About this exercise. Please work out how many lines in the data below hold the word "TagCreateInput", and state only the number.
[Material for this task — start]
PR #644, opened 2023-02-16
Circleci repairs

cmharlow:
## Goal

Some CircleCI repairs:
* remove circleci cache as we weren't using it (using npm ci)
* align all circleci node docker images - lambda tasks were sometimes using node:14 images (i'm guessing this is just copypasta as the lambda code subdir .nvmrc indicates it should use node 16)


kschelonka (approved):
😎

PR #652, opened 2023-02-21
chore(tag): remove _createdAt and _updatedAt from Tag entity

sri-kirsh:
## Goal
- remove _createdAt and _updatedAt from Tag entity

## Why?
- these fields are not being used by any clients
- however tag's time_created and time_updated in the database contains null values, so some of our queries had to do `min/max` of tags and causes database performance degradation, especially for users with larger tags (e.g 600k, 1M+ tags)

Ticket: https://getpocket.atlassian.net/browse/INFRA-1058

slack message: https://pocket.slack.com/archives/C03QVL4SU/p1677005467804549


docker-compose.yml
```diff
@@ -14,7 +14,7 @@ services:
       - TZ=US/Central
 
   localstack:
-    image: localstack/localstack:1.2
+    image: localstack/localstack:1.3
```
sri-kirsh, line 17: breaks local test - so updated to next version

more info here: https://pocket.slack.com/archives/C03QVL4SU/p1677016106673369

src/dataService/tagDataService.ts
```diff
@@ -130,8 +125,8 @@ export class TagDataService {
       .pluck('tag');
 
     const tags = await this.getTagsByUserSubQuery()
-      .whereIn('tag', latestTags)
-      .orderBy('_updatedAt', 'desc');
+      .whereIn('tag', latestTags);
+      //.orderBy('_updatedAt', 'desc');
```
sri-kirsh, line 129:
```suggestion
```

src/test/graphql/queries/suggested-tags.integration.ts
```diff
@@ -127,8 +126,8 @@ describe('tags query tests - happy path', () => {
       const tags = res.body.data?._entities[0].savedItemById.suggestedTags;
       expect(tags.length).to.equal(3);
       expect(tags[0].name).to.equal('adventure');
-      expect(tags[1].name).to.equal('thriller');
-      expect(tags[2].name).to.equal('romance');
+      expect(tags[1].name).to.equal('romance');
```
sri-kirsh, line 129: coz we removed `order by updatedAt` for suggestedTags, the order is different but the top 3 values are same

cmharlow (approved):
Thanks for doing this!

PR #654, opened 2023-02-22
feat(saveFavorite): mutation happy path and not-found implementation

sri-kirsh:
## Goal
mutation happy path and not-found implementation

## Implementation details/feedback on:
- pattern followed for savesArchive (details in this PR: https://github.com/Pocket/list-api/pull/647)
- consolidated method with shared logic and shared types


src/dataService/pocketSavesService.ts
```diff
@@ -172,6 +184,58 @@ export class PocketSaveDataService {
...
+   * Writes the update to the database
+   * If the value is not found, throws a NOT_FOUND error
+   * Skips the row whose value is already set.
+   * @param updateValues fields to be updated in the database
+   * @param ids savesId to be updated
+   * @param checkField database field to check if the field is already set
+   * @param value skip row if the value matches
+   * @private
+   */
+  private async writeToDatbabase(
```
kschelonka, line 233: nice

src/dataService/utils.ts
```diff
@@ -32,15 +32,7 @@ export function mysqlDateConvert(mysqlDate: Date | string | null): Date | null {
...
-  const keys = new Set();
-  const uniqueValues = [];
-  input.forEach((element) => {
-    if (!keys.has(element)) {
-      keys.add(element);
-      uniqueValues.push(element);
-    }
-  });
-  return uniqueValues;
+  return Array.from(new Set(input));
```
kschelonka, line 35: technically this performs slower but since we're constrained to 30 elements it's fine

src/dataService/pocketSavesService.ts
```diff
@@ -172,6 +184,58 @@ export class PocketSaveDataService {
...
+    updateValues: ListFavoriteUpdate | ListArchiveUpdate,
+    ids: number[],
+    checkField: 'status' | 'favorite',
+    value: FavoriteStatus | PocketSaveStatus
+  ) {
```
kschelonka, line 238: Add response type

src/models/pocketSave.ts
```diff
@@ -80,22 +80,72 @@ export class PocketSaveModel {
...
+   * @param missing missing savesId
+   * @param updated updated saves
+   * @param path mutation path
+   * @private
+   */
+  private fetchSavesAndError(
+    missing: string[],
+    updated: ListResult[],
+    path: GraphQLResolveInfo['path']
+  ) {
```
kschelonka, line 139: add response type

src/models/pocketSave.ts
```diff
@@ -80,22 +80,72 @@ export class PocketSaveModel {
...
+  }
+
+  /**
+   * construct saves and errors types from the data services
+   * @param missing missing savesId
+   * @param updated updated saves
+   * @param path mutation path
+   * @private
+   */
+  private fetchSavesAndError(
```
kschelonka, line 135: This isn't fetching -- maybe rename to `formatSavesMutationPayload` (whatever the graphql entity name is)

src/models/pocketSave.ts
```diff
@@ -80,22 +80,72 @@ export class PocketSaveModel {
...
+      missing.length > 0
+        ? missing.map((missingId) => this.notFoundPayload('id', missingId))
+        : [];
+    const save = updated.map((row) => PocketSaveModel.transformListRow(row));
     const resolvedErrors = errors.map((error) => ({
       ...error,
       path: this.context.models.baseError.path(path),
     }));
-    return { save, errors: resolvedErrors };
+    return { save, resolvedErrors };
```
kschelonka, line 149: This is for the mutation payload response type

```suggestion
    return { save, errors: resolvedErrors };
```

src/models/pocketSave.ts
```diff
@@ -80,22 +80,72 @@ export class PocketSaveModel {
...
+    ids: string[],
+    timestamp: Date,
+    path: GraphQLResolveInfo['path']
+  ): Promise<SaveWriteMutationPayload> {
+    const uniqueIds = uniqueArray(ids.map((id) => parseInt(id)));
+    const { updated, missing } = await this.saveService.favoriteListRow(
+      uniqueIds,
+      timestamp
+    );
+    const { save, resolvedErrors } = this.fetchSavesAndError(
```
kschelonka, line 119: If you use the SaveWriteMutationPayload response type in your function you won't have to extract this and reformat the return type again

src/models/pocketSave.ts
```diff
@@ -80,22 +80,72 @@ export class PocketSaveModel {
...
+  }
+
+  /**
+   * bulk favorite the saves
+   * no action performed if saves are already favorited
+   * any error in the batch will rollback and fail the entire batch
+   * @param ids itemIds associated to the saves to archive; must all be
+   * valid or the operation will fail.
+   * @param timestamp timestamp for when the bulk operation occurred
+   * @returns an array of updated saves and the missing ids (if any
```
kschelonka, line 105: This was probably copied from a different function -- it returns a promise of SaveWriteMutationPayload

src/dataService/utils.ts
sri-kirsh: ya 30 is small amount 
asking for learning: i am seeing both method process list with O(n) and add them to set, and adding to set would be O(1) so they both should take same time right?

kschelonka: I think the time complexity is the same, but I looked at some benchmarking tests about the multiple copying (array + set creation) which was slower than starting with an empty array and pushing values to the set. but as I said I think being readable is preferable here since it's not huge data, so I agree with this change!

kschelonka (approved):

PR #656, opened 2023-02-24
feat(PendingItem): add itemId to pending item

kschelonka:
## Goal
Add itemId to Item and PendingItem

- Resolve the type with the __typename field we already provide from the Item resolver function
- Add ItemModel with method for resolving an Item on a PocketSave
- Use fed2 directives because itemId is now `@shareable` on Item

~Edit: Need a little work to get the schema to compose after the fed2 move, but all other code is ready~ Fixed

- Including on PocketResource

## Implementation Decisions
- I added the item field to PocketSave, although it will be superseded by `resource` according to the contract. I can remove it if we want.

[INFRA-1040]

[INFRA-1040]: https://getpocket.atlassian.net/browse/INFRA-1040?atlOrigin=eyJpIjoiNWRkNTljNzYxNjVmNDY3MDlhMDU5Y2ZhYzA5YTRkZjUiLCJwIjoiZ2l0aHViLWNvbS1KU1cifQ

### DIFF
--- a/src/test/graphql/mutations/savedItemsMutationService-upsert.integration.ts
+++ b/src/test/graphql/mutations/savedItemsMutationService-upsert.integration.ts
@@ -210,9 +210,12 @@ describe('UpsertSavedItem Mutation', () => {
             id
             item {
               ... on Item {
+                __typename
                 givenUrl
               }
               ... on PendingItem {
+                __typename
+                itemId
                 url
               }
             }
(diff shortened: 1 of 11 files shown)


bassrock (approved):
TY!

src/test/graphql/mutations/savedItemsMutationService-upsert.integration.ts
```diff
@@ -229,6 +232,8 @@ describe('UpsertSavedItem Mutation', () => {
       expect(data.id).to.equal('1');
       expect(data.item.givenUrl).is.undefined;
       expect(data.item.url).to.equal(givenUrl);
+      expect(data.item.itemId).to.equal('1');
```
kschelonka, line 235: @bassrock here's where we're testing the resolution for savedItem

PR #663, opened 2023-03-01
feat(unfave): ability to unfavorite a pocketsave

cmharlow:
## Goal

Adds a mutation to unfavorite a PocketSave entity.

Does not add emission of events yet given separate discussion that moved that to another ticket.

i was half tempted to simply add a 'favorite/unfavorite' argument to the existing favoriteListRow && saveFavorite methods, but decided to go more explicit (and verbose). but not opposed to merging these however.

## References

Jira ticket:
* https://getpocket.atlassian.net/browse/INFRA-546


kschelonka (approved):
eh, a little verbosity is fine. lgtm 🦅

PR #664, opened 2023-03-01
feat(tags): saveBatchUpdateTags mutation [INFRA-809]

kschelonka:
## Goal

saveBatchUpdateTags mutation

- Implement saveBatchUpdateTags mutation
- Create a specific NotFound class which implements BaseError -- enables reusing the message payload across the Tag and PocketSave models
- rename TagCreateInput to SaveTagAssociation (so it can be reused without having a confusing namespace, as it's actually pretty generic)
- add optional timestamp inputs to some saveditem data service methods, so that they can be reused without refactoring any other code

Apologies for the large amount of files -- I made some small tweaks to more easily reuse things like an input type, some data services functions, a more specific class for NotFound, etc. Have commented to help direct the review.

- Potential for large transactions. Even with a 30-item constraint on each of the array fields,the total number of possible writes to the database in a single request is (30 [creates] + 30 [deletes]) * 30 [inputs] = 1800. That seems like a lot... Maybe we could consider a total node limit in addition to (or in place of) some of the proposed constraints?
- Could consider breaking the transaction up per-save to limit big transactions, but then the app would have to be in charge of ensuring proper rollback...
- Tag limits? Right now we don't enforce limits on how many tags can be applied to an item. There's probably a reasonable number here. Would need product buy-in and would be outside this scope.

## Implementation Decisions
- I put the methods on the tag model because of the tag input validation, but like all tag stuff it returns a save (and the tags are technically more like an association entity)
- deleting a tag that doesn't exist is a no-op, not an error
- adding a tag that already exists is a no-op
- use the pre-existing methods for database writes as much as possible

## References

Jira ticket:
* https://getpocket.atlassian.net/browse/INFRA-809


src/dataService/savedItemsService.ts
```diff
@@ -379,8 +379,11 @@ export class SavedItemDataService {
    * the list table, by item id.
    * @param itemIds The item IDS to update the `time_Updated` to now.
    */
-  public updateListItemMany(itemIds: string[]): Knex.QueryBuilder {
-    return this.listItemUpdateBuilder().whereIn('item_id', itemIds);
+  public updateListItemMany(
```
kschelonka, line 382: Add an optional timestamp to these functions so they can be reused (without having to refactor any other code)

src/dataService/tagDataService.ts
```diff
@@ -182,31 +186,42 @@ export class TagDataService {
...
     await this.db.transaction(async (trx: Knex.Transaction) => {
       await this.insertTagAndUpdateSavedItem(tagInputs, trx);
       await this.usersMetaService.logTagMutation(new Date(), trx);
     });
   }
 
   private async insertTagAndUpdateSavedItem(
-    tagInputs: TagCreateInput[],
-    trx: Knex.Transaction<any, any[]>
+    tagInputs: TagSaveAssociation[],
```
kschelonka, line 197: small tweaks to add an optional timestamp field, linter reformatting

src/models/notFoundError.ts
```diff
@@ -0,0 +1,9 @@
+import { BaseErrorModel } from './baseError';
+import { NotFoundInternal } from '../types';
+
+export class NotFoundErrorModel extends BaseErrorModel {
+  public message(key: string, value: string): NotFoundInternal {
```
kschelonka, line 5: Found msyelf copy-pasting code, so I made a more specific implementation of the BaseError class

src/models/tag.ts
```diff
@@ -230,11 +235,12 @@ export class TagModel {
...
-      replacement.tags.map((tag) => ({
-        savedItemId: replacement.savedItemId,
-        name: sanitizeTagName(tag),
-      }))
+    const tagCreates: TagSaveAssociation[] = replacements.flatMap(
+      (replacement) =>
+        replacement.tags.map((tag) => ({
+          savedItemId: replacement.savedItemId,
+          name: sanitizeTagName(tag),
+        }))
```
kschelonka, line 243: everything above this line is just rename

src/models/tag.ts
```diff
@@ -243,6 +249,92 @@ export class TagModel {
...
+  ): Promise<SaveWriteMutationPayload> {
+    const batchUpdate = this.formatBatchUpdateInput(input);
+    const { updated, missing } = await this.tagService.batchUpdateTags(
+      batchUpdate,
+      timestamp
+    );
+    let save: PocketSave[] = [];
+    if (updated.length) {
+      const ids = updated.map((update) => update.toString());
+      save = await this.context.models.pocketSave.getManyById(ids);
```
kschelonka, line 277: could use DI instead

src/resolvers/utils.ts
```diff
@@ -1,5 +1,9 @@
 import DataLoader from 'dataloader';
-import { SavedItemTagsInput, SavedItemTagsMap, TagCreateInput } from '../types';
+import {
```
kschelonka, line 2: all renames and linting

src/dataService/tagDataService.ts
```diff
@@ -182,31 +186,42 @@ export class TagDataService {
...
+    trx: Knex.Transaction<any, any[]>,
+    timestamp?: Date
   ) {
-    const timestamp = mysqlTimeString(new Date(), config.database.tz);
+    if (tagInputs.length === 0) {
```
cmharlow, line 201: wouldn't this be caught by constraints? but i guess they're commented out atm

src/dataService/tagDataService.ts
```diff
@@ -182,31 +186,42 @@ export class TagDataService {
...
         api_id: parseInt(this.apiId),
       };
     });
     await trx('item_tags').insert(inputData).onConflict().ignore();
-    const itemIds = tagInputs.map((element) => element.savedItemId);
-    await this.savedItemService.updateListItemMany(itemIds).transacting(trx);
+    const itemIds = uniqueArray(
+      tagInputs.map((element) => element.savedItemId)
+    );
+    await this.savedItemService
```
cmharlow, line 222: so this essentially just updates the updatedAt time for the savedItem because of the previously success tag association creation? Am I reading that correctly?

src/types/index.ts
```diff
@@ -239,3 +239,21 @@ export type SaveMutationInput = {
...
+  removeTagIds: string[];
+  addTagNames: string[];
+};
+
+/**
+ * Input in a better format for doing bulk transactions. Group
+ * into array of creates and deletes.
+ * Transform the tagIds into "names", which corresponds to the
+ * item_tags.tag field in the database and is part of the primary key
+ * (which also includes user_id and item_id).
```
cmharlow, line 254: user_id included only bc of the user_id + item_id == savedItemId approach, right? (just trying to map the definition to what I see defined here)

src/dataService/tagDataService.ts
```diff
@@ -373,4 +426,16 @@ export class TagDataService {
       .where({ user_id: this.userId, tag: tagName })
       .del();
   }
+
+  /** Query builder for deleting item_tags rows by PK tuples */
+  private deleteTagsByNameAndItemId(
+    association: TagSaveAssociation[]
+  ): Knex.QueryBuilder {
+    const tuples = association.map(({ savedItemId, name }) => {
+      return [parseInt(savedItemId), name, this.userId];
```
cmharlow, line 435: ah i ask a question about user_id later, sorry i was reading out of order

src/dataService/tagDataService.ts
```diff
@@ -362,6 +377,44 @@ export class TagDataService {
...
+      [...deletes, ...creates].map((req) => parseInt(req.savedItemId))
+    );
+    const missing = await this.pocketSaveService.checkIdExists(saveIds);
+    // Exit if there are any missing Saves, with the missing ids returned
+    if (missing.length) {
+      return { updated: [], missing: missing.map((id) => id.toString()) };
+    }
+    // Otherwise we can proceed with the write
+    // We won't throw error if trying to delete a nonexistent tag (no-op)
+    await this.db.transaction(async (trx) => {
```
cmharlow, line 410: this is all a single transction, if i'm reading this correctly (and recalling correctly the PR descriptino, which I'm going to double check after I get through this first review - apologies as you've already explained this I believe)?

It does seem like it could be a rather large single transaction if so. I wonder if we could do some load testing of this, to see what upper limits of db hardware resourcing we could possibly hit. Not enough to warrant pausing this PR, just thinking out loud.

src/models/baseError.ts
```diff
@@ -1,4 +1,5 @@
 import { GraphQLResolveInfo } from 'graphql';
+import { NotFoundInternal } from '../types';
```
cmharlow, line 2:
```suggestion
```

Just added in light of linter error / linter report this import isn't used.

src/models/pocketSave.ts
```diff
@@ -58,6 +49,23 @@ export class PocketSaveModel {
     return pocketSave;
   }
 
+  /**
```
cmharlow, line 52: this covers this ticket? https://getpocket.atlassian.net/browse/INFRA-810

src/models/tag.ts
```diff
@@ -2,20 +2,25 @@ import {
...
+  SaveUpdateTagsInputGraphql,
+  SaveUpdateTagsInputDb,
+  SaveWriteMutationPayload,
 } from '../types';
 import config from '../config';
 import { IContext } from '../server/context';
 import { SavedItemDataService, TagDataService } from '../dataService';
 import { NotFoundError, UserInputError } from '@pocket-tools/apollo-utils';
 import { addslashes } from 'locutus/php/strings';
+import { uniqueArray } from '../dataService/utils';
```
cmharlow, line 21:
```suggestion
```
just proposal from linter feedback that this isn't used.

src/models/tag.ts
```diff
@@ -243,6 +249,93 @@ export class TagModel {
...
+  ): Promise<SaveWriteMutationPayload> {
+    const batchUpdate = this.formatBatchUpdateInput(input);
+    const { updated, missing } = await this.tagService.batchUpdateTags(
+      batchUpdate,
+      timestamp
+    );
+    let save: PocketSave[] = [];
+    if (updated.length) {
+      const ids = updated.map((update) => update.toString());
+      save = await this.context.models.pocketSave.getManyById(ids);
```
cmharlow, line 277: ah why the above that I thought was https://getpocket.atlassian.net/browse/INFRA-810 was setup - i get it

src/models/tag.ts
cmharlow: DI?

cmharlow: oh, dependency injection?

cmharlow (approved):
alright, I read through everything the best I could, and I'm running it locally now to try to continue to build my understanding of the changes here. I left some comments, mostly questions to aide my understanding.

I won't block anything bc it makes sense to me so far. My main concern is large transactions given recent db resource concerns around large, unclosed transactions. 

For that to happen though, it would necessitate - i think - something trying to do a large out of both creates & deletes of tag associations for a lot of items... I think? Or an inordinately large amount of one of those vectors. 

With regards to rate limiting, I'm clearly not the best person (I'm probably the worst person on the team atm) to give insights, but I will say being  a heavy user of GitHub's cli & GraphQL endpoint, I find their approach understandable from a client pov: https://docs.github.com/en/graphql/overview/resource-limitations This is scoring based, indirectly, on essentially number of nodes you might hit with a particular query - so in your PR description, limiting number of nodes. I like that approach, perhaps in tandem with constraints until we're more comfortable with our setup, monitoring & usage of this service, because it protects us from those singular but inordinately large vectors - e.g. a user with maybe a few items but each item has hundreds of tags. We could also do some analysis (perhaps yall already have) to think through the risk areas like this though.

schema.graphql
```diff
@@ -109,6 +109,20 @@ input PaginationInput {
   last: Int
 }
 
+input SaveUpdateTagsInput {
+  saveId: ID!
+  """
+  Tags to remove, by ID
+  """
+  removeTagIds: [ID!]! #@constraint(maxItems: 30)
```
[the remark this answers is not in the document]
kschelonka: yep, just have them as placeholders until we can do https://getpocket.atlassian.net/browse/INFRA-1036

src/dataService/tagDataService.ts
kschelonka: yeah, more a caution since this is a private function that isn't specifically tied to that resolver

src/dataService/tagDataService.ts
kschelonka: yes, happy to explain more later... it's how offline-capable (mobile) clients sync right now. If the save timestamp is updated they refresh all the other data associated with it (e.g. tags)

The lack of a more robust sync system is also the reason we can't hard-delete anything right now.

src/models/pocketSave.ts
kschelonka: Yes, there is some overlap here 😳 . I imagine the resolver would call this method, but the schema still needs to be updated and integration tests for that specific resolver added.

kschelonka: Oh and the schema has to be checked -- as per my comment I think that resolver might return a union type with NotFound.

src/dataService/tagDataService.ts
kschelonka: Yeah absolutely, we both have concerns about this. I'm wondering if a node limit would be good to enforce? But yes I'm not sure what that limit should be, which we probably need to do empirically...

src/types/index.ts
kschelonka: Thank you, this comment is worded poorly. What I was trying to say is that the item_tags primary key is `(tag, user_id, item_id)`. So transform the input to extract the tag name from the "id" input (which at this time is constructed from the tag name `item_tags.tag`, since there isn't a concept of a tag id.)

src/dataService/tagDataService.ts
kschelonka: I went ahead and added a 150-node write limit (delete/create) as a starting point for testing.

cmharlow (approved):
[Material for this task — finish]
Output of the task. 3